= Roigos =

Roigos (Ῥοιγος; the Latin form would be Rhoegus) was an Odrysian king in Thrace during the 3rd century BC. He is known primarily from his rare coinage and a graffito inscription from the Kazanlăk Tomb revealed in 2008 by Konstantin Bošnakov. Roigos' obscurity contrasts with the apparently secure attribution of the opulent Kazanlăk Tomb to him, and his precise chronological position and relationships remain unclear. According to the graffito inscription, Roigos was the son of a Seuthes, but which of the kings named Seuthes is meant (if a king at all) is uncertain. Given the tomb's location near Seuthopolis and the widespread tendency to associate most spectacular finds in the area with the town's famous founder Seuthes III, Roigos has been declared a son of Seuthes III by some authors, and Gonimase (Gonimasē), wife of a Seuthes, has been proposed as Roigos' mother. Others have pointed out the possibility that the name "Roigos" is a variant orthography of "Raizdos" and have suggested identifying him with Raizdos, the father of Cotys III. While both identifications could be correct, even if the two names are variants of the same name, they could apply to different individuals.
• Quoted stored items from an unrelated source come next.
PR #3084, opened 2016-12-04
Add step to delete st2tests dir. in st2-self-check script

humblearner:
Git clone fails on second attempt as the s2tests folder is not deleted: `fatal: destination path 'st2tests' already exists and is not an empty directory.`

### DIFF
--- a/st2common/bin/st2-self-check
+++ b/st2common/bin/st2-self-check
@@ -59,25 +59,22 @@ elif [ -e "${ST2_CLI_CONFIG_FILE}" ]; then
   fi
 fi
 
-echo -n "Cloning st2tests in /tmp.."
-echo ""
-cd /tmp
+pushd ~
+echo "Cloning st2tests in `pwd`."
 git clone --depth 1 https://github.com/StackStorm/st2tests.git
 
-echo -n "Copying asserts, fixtures, tests and examples packs.."
-echo ""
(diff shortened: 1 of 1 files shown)


st2common/bin/st2-self-check
```diff
@@ -59,17 +59,26 @@ elif [ -e "${ST2_CLI_CONFIG_FILE}" ]; then
   fi
 fi
 
+echo -n "Cloning st2tests in /tmp.."
+echo ""
+cd /tmp
```
lakshmi-kannan: You shouldn't clone to /tmp. Clone to ~

st2common/bin/st2-self-check
```diff
@@ -59,17 +59,23 @@ elif [ -e "${ST2_CLI_CONFIG_FILE}" ]; then
   fi
 fi
 
+pushd ~
```
Kami: Probably safer to clone stuff to `/tmp/`, just in case.

humblearner: @kami: https://github.com/StackStorm/st2/pull/3084#discussion_r90782303 and https://github.com/StackStorm/st2/pull/3084/commits/b6a6de7ef7e05c0a56fa204596b938d1da6fd111#diff-94c8a3b53a504995343d0f973102c9f1R64 😆

PR #4435, opened 2018-11-09
[WIP] Add test for using action_context in Jinja expressions within action metadata

blag:
This PR exposes an issue where Orquesta does not expose the `action_context` to an action parameter that uses a Jinja expression: `Failed to render parameter "immutable_default_user": 'dict object' has no attribute 'user'`

That feature is used in [`st2cd.create_vm_role`](https://github.com/StackStorm/st2cd/blob/master/actions/create_vm_role.meta.yaml#L43) (ignore the weird indentation - that's from the YAML file itself):

```yaml
---
  name: "create_vm_role"
  runner_type: "mistral-v2"
  description: "Create a VM, add DNS, bootstrap puppet"
  enabled: true
  entry_point: "workflows/create_vm_role.yaml"
  parameters:
    ...
    creator:
      type: "string"
      default: "{{ 'api_user' in action_context and action_context.api_user or action_context.user }}"
immutable: true
```

The WF is currently successfully run by Mistral, but my Orquesta migration is running into this issue.

[Link](https://travis-ci.org/StackStorm/st2/jobs/453126614#L5996) to the exact error in the Travis log.

### DIFF
--- a/contrib/examples/actions/orquesta-action-context.yaml
+++ b/contrib/examples/actions/orquesta-action-context.yaml
@@ -1,0 +1,7 @@
+---
+name: orquesta-action-context
+description: >
+  A sample workflow demonstrating use of st2 runtime context in action metadata
+runner_type: orquesta
+entry_point: workflows/orquesta-action-context.yaml
+enabled: true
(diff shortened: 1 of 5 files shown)


cognifloyd:
I was curious when I saw this PR in slack. I haven't used `action_context` before.
If anyone else is curious, `action_context` is documented here:
https://docs.stackstorm.com/actions.html#parameters-in-actions

blag:
Fixed in #4443.

PR #4439, opened 2018-11-12
Update Circle CI config so we also build Bionic packages

Kami:
This pull request updates Circle CI config so we also build Ubuntu Bionic packages for each PR here.

We need this so I can hook up Bionic e2e tests for each PR.


Kami:
For some reason install_os_packages Circle CI step was getting stuck on "apt-get update" "reading package list..." and I needed to apply this workaround to get it to work - https://github.com/StackStorm/st2-packages/commit/e20cecd50784691c6805e3896d50254cfd7140da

Much of this depends on the uncertain chronology of Roigos. Bošnakov dated the Kazanlăk Tomb to the mid-3rd century BC, which would preclude identifying Roigos' father Seuthes with Seuthes III (a mature man in the 320s BC, if not already the father of grown sons in 330 BC, and with no Roigos attested among his several known sons). This would be compatible with a mid-3rd century date for the destruction of Seuthopolis, which has been proposed as a correction to the more traditional association of the town's end with the Celtic incursions of the 270s BC (although the destruction of the royal residence need not have a direct bearing on the date of the tomb). Depending on whether he belongs in the middle or the beginning of the 3rd century BC, Roigos has been tentatively placed as either a great-grandson or as a (unattested) son of Seuthes III: Seuthes III (before 324-after 312 BC) - Teres IV - Seuthes IV - Roigos (c. 250 BC) or Seuthes III (before 324-after 312 BC) - Roigos (before c. 280 BC). If the second conjectural pedigree is correct, Roigos could (but need not) be identified with Raizdos, whose father is unknown (unless he was Cotys II), and whose son Cotys III is attested as king sometime between 276 and 267 BC.

Roygos Ridge on Graham Land, Antarctica is named after him.